:: YOUR TASK ::
Determine how many lines of this material contain "that". Give only the number.

:: DATA TO EXAMINE ::
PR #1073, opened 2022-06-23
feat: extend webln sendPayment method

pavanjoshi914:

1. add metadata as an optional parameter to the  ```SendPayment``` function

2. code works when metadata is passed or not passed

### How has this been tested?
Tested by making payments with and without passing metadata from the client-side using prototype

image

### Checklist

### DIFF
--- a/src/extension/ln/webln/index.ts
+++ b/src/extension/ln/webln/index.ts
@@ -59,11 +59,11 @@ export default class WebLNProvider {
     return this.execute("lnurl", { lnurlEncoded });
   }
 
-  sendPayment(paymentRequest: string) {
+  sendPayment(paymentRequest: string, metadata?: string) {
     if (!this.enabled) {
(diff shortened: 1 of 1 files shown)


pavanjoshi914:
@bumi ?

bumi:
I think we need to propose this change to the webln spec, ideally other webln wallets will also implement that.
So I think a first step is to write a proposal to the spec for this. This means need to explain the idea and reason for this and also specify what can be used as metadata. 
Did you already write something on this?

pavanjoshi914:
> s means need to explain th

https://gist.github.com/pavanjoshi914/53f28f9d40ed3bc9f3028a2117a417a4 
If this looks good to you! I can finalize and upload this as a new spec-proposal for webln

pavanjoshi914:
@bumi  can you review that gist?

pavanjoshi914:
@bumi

:: EXERCISE OUTPUT ::
2